-------- GIVEN DATA

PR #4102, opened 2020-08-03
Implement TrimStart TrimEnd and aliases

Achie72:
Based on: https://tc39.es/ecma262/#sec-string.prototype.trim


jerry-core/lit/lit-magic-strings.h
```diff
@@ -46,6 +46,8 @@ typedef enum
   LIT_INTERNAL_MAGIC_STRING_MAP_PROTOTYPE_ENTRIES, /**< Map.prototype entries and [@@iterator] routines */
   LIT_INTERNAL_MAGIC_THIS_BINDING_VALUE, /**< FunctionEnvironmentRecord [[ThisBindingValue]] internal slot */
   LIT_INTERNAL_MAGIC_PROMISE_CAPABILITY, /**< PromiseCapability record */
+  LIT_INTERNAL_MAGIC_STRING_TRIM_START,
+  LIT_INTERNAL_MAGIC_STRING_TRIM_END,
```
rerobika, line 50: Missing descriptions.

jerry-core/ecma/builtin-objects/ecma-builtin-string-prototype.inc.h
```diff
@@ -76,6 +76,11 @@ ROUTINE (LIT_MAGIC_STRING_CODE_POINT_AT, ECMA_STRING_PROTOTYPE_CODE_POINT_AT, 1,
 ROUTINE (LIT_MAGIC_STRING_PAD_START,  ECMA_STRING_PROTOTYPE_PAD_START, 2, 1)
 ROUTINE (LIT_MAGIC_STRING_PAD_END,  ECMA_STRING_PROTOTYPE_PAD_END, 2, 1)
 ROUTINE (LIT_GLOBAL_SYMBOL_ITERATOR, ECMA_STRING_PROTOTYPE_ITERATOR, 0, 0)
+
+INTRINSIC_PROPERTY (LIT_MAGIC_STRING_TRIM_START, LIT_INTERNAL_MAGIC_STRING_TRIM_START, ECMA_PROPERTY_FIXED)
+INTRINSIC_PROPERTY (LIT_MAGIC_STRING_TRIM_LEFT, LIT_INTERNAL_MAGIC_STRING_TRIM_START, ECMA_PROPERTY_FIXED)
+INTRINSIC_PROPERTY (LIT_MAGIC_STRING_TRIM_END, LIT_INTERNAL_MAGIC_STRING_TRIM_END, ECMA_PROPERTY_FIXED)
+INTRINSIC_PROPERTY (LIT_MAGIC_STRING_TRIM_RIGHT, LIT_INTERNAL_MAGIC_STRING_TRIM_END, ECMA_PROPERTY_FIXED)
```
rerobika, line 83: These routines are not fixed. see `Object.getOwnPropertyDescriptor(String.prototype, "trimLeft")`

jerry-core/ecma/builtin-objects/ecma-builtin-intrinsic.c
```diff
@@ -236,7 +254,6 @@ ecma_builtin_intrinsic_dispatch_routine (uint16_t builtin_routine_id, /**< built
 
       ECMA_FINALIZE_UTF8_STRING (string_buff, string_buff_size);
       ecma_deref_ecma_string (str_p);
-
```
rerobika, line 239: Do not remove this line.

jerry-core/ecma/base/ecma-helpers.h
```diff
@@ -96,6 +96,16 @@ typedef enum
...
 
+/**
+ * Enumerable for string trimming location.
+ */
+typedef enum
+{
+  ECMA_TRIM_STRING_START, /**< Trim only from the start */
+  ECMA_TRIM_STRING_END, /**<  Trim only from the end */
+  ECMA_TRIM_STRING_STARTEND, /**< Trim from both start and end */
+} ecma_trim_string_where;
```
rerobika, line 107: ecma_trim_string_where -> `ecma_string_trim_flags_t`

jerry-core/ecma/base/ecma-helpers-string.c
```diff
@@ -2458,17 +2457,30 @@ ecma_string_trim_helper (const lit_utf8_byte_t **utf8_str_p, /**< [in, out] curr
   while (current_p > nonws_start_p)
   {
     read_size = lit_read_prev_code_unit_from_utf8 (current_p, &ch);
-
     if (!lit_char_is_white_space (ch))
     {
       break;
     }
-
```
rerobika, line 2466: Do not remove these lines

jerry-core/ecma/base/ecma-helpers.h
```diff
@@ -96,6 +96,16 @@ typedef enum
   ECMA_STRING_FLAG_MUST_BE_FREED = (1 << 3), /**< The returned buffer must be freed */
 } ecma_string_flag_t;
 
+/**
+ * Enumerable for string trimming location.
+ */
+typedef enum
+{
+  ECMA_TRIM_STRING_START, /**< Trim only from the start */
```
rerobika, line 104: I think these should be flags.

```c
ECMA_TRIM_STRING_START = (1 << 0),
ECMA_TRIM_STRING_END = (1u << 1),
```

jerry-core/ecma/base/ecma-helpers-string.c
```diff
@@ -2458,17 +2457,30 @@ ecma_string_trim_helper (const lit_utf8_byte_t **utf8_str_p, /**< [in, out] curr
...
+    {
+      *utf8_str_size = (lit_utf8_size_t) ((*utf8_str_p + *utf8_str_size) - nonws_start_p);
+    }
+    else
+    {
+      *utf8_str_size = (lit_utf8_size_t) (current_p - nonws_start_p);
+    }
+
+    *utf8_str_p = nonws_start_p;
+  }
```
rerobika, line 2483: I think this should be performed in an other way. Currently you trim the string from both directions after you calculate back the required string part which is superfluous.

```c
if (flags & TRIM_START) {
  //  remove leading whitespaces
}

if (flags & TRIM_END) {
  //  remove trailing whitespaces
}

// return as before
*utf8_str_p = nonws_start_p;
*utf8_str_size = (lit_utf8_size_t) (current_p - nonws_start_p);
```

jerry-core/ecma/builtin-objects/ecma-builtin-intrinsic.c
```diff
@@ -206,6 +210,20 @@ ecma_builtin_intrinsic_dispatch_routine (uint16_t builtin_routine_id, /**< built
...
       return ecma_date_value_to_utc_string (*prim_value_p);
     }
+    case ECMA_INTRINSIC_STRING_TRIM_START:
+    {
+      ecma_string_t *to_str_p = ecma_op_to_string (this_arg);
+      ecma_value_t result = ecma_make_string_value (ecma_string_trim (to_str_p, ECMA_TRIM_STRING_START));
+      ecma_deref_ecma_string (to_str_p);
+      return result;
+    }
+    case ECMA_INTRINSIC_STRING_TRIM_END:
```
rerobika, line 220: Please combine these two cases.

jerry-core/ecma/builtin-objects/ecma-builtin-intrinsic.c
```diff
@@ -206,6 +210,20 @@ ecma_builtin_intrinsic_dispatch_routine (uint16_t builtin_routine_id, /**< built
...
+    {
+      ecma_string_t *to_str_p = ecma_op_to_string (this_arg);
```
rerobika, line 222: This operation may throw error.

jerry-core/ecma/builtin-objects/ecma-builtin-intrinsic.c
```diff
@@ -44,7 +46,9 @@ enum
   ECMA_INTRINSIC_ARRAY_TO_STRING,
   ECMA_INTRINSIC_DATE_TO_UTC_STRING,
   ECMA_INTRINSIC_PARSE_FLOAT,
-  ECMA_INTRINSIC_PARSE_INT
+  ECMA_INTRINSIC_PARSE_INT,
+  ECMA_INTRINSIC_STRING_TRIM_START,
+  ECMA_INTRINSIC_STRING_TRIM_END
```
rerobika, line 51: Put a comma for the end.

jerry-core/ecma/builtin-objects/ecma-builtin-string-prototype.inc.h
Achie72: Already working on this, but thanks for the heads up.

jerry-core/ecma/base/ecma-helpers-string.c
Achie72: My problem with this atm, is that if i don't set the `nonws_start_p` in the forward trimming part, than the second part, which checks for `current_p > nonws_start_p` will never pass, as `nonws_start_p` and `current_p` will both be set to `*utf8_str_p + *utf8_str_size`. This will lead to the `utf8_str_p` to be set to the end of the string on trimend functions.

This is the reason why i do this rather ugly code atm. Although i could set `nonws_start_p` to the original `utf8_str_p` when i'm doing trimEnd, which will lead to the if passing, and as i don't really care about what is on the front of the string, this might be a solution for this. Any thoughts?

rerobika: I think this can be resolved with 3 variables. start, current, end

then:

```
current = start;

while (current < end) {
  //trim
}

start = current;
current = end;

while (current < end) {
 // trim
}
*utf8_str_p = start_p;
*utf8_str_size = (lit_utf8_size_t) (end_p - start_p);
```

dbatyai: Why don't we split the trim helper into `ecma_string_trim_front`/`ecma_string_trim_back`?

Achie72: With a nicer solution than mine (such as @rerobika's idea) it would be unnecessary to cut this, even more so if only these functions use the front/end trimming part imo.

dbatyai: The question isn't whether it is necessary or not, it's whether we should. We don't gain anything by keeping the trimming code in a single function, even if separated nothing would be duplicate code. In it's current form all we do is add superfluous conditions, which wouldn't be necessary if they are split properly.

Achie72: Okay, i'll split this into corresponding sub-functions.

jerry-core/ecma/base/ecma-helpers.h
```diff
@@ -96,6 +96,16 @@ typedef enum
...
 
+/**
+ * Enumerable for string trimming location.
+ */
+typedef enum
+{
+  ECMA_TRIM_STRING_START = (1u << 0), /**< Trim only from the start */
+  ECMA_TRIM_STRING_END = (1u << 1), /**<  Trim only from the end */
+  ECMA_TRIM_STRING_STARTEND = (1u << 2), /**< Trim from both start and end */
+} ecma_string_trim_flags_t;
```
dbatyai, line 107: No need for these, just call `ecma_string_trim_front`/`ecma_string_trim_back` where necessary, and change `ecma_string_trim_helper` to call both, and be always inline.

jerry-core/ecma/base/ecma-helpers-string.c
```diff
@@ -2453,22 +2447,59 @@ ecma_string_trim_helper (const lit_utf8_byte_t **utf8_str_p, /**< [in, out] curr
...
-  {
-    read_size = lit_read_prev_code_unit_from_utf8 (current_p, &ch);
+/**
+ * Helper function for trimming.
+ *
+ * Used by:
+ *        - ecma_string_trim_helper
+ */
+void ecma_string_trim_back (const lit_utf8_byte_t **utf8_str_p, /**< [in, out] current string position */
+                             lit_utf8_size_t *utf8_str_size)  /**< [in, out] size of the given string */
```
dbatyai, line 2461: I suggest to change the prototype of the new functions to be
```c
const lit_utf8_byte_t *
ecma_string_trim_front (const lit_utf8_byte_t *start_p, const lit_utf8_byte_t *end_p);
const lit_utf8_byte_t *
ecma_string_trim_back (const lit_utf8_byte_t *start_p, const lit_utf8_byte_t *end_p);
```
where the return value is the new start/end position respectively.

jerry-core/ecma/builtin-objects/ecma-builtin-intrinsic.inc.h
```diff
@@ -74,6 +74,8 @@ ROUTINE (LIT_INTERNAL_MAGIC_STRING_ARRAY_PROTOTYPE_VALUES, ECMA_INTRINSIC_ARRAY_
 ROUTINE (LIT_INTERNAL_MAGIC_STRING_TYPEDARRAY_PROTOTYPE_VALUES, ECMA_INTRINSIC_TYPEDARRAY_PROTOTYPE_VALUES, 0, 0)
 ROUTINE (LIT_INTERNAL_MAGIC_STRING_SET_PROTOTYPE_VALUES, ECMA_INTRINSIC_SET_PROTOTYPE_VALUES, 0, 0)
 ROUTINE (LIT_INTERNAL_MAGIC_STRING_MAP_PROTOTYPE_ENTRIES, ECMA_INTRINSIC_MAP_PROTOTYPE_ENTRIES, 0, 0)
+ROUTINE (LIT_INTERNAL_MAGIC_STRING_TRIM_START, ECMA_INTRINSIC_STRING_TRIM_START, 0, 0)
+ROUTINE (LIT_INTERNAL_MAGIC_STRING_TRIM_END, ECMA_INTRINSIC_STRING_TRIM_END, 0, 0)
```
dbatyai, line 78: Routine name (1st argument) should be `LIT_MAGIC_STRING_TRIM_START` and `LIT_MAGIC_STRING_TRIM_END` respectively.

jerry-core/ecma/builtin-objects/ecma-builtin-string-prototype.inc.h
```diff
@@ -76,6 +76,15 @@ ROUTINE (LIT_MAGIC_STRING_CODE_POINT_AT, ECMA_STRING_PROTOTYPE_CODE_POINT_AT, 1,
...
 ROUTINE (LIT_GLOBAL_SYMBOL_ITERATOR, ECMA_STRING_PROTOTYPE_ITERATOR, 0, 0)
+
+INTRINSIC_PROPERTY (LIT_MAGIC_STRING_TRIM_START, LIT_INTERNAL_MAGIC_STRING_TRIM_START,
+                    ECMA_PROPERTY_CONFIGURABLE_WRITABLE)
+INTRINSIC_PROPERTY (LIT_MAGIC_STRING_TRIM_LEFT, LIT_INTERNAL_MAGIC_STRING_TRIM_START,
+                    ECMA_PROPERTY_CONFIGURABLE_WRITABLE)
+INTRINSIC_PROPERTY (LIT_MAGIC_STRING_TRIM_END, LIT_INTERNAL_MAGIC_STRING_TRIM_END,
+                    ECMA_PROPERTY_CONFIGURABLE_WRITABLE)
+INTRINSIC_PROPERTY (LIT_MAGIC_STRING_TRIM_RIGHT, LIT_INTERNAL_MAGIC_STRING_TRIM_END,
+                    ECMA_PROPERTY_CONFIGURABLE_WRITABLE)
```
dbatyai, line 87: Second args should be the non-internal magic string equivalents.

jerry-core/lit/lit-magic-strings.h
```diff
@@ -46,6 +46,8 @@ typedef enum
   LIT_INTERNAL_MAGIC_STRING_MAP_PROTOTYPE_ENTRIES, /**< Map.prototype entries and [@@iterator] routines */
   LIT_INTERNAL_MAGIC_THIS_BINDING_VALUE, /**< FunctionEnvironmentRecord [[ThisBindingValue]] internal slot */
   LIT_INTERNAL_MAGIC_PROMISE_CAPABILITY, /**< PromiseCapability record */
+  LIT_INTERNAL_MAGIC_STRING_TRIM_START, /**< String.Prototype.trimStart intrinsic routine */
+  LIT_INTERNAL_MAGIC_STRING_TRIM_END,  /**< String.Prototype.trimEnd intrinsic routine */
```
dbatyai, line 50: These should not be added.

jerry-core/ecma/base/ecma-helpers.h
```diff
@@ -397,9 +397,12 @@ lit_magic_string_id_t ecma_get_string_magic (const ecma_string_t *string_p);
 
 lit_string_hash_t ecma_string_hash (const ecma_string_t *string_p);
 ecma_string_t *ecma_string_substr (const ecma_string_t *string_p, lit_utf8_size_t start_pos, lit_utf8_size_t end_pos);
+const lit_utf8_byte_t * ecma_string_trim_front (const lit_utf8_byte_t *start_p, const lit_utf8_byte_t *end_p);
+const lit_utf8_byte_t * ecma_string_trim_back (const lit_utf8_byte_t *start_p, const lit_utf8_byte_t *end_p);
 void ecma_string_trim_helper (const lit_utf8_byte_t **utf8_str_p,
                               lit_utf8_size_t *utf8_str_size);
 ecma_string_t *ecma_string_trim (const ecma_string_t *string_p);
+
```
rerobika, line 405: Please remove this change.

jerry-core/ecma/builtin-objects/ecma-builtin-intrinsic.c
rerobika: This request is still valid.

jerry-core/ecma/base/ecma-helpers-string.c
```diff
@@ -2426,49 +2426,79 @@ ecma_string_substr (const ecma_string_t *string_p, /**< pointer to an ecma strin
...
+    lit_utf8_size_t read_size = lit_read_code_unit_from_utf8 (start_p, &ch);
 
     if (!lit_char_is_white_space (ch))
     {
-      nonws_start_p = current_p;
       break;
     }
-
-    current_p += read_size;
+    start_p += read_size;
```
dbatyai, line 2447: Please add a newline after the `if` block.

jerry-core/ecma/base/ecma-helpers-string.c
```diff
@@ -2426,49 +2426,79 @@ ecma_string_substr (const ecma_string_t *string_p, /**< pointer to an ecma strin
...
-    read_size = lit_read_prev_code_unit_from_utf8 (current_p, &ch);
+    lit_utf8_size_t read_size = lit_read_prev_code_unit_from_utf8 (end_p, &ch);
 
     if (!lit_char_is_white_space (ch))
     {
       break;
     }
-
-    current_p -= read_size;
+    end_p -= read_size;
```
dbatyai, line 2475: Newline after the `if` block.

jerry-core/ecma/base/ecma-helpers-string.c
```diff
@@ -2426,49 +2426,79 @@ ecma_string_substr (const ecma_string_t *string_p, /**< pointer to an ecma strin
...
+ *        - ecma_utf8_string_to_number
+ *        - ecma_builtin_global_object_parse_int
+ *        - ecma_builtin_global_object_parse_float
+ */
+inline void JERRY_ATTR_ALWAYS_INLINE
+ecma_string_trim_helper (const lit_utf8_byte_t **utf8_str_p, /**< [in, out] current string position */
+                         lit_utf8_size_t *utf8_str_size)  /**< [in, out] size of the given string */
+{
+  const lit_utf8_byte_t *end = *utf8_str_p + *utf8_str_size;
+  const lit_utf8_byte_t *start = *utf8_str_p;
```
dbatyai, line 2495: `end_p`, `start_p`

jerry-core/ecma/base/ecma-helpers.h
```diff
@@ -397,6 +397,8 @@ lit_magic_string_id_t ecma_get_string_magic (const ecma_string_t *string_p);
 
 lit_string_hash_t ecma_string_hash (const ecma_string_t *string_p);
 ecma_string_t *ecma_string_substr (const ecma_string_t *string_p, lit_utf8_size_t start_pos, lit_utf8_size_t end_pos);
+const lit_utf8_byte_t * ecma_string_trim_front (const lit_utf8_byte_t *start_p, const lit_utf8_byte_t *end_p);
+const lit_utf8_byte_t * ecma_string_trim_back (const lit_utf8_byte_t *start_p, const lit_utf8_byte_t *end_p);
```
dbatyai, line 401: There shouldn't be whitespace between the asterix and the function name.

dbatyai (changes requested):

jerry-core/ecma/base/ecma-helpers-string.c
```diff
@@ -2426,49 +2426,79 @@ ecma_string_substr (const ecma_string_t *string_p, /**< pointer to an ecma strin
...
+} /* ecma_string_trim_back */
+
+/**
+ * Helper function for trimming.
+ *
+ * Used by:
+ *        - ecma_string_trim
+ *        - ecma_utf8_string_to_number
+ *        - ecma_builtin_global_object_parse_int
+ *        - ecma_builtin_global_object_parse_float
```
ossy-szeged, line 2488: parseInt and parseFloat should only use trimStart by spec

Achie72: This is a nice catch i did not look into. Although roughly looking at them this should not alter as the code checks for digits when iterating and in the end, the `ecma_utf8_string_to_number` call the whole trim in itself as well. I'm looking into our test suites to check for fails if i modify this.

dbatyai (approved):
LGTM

----------------

TASK DIRECTIONS
Which lines of the data contain "when"? Copy them all.

RESPONSE AREA
This is the reason why i do this rather ugly code atm. Although i could set `nonws_start_p` to the original `utf8_str_p` when i'm doing trimEnd, which will lead to the if passing, and as i don't really care about what is on the front of the string, this might be a solution for this. Any thoughts?
Achie72: This is a nice catch i did not look into. Although roughly looking at them this should not alter as the code checks for digits when iterating and in the end, the `ecma_utf8_string_to_number` call the whole trim in itself as well. I'm looking into our test suites to check for fails if i modify this.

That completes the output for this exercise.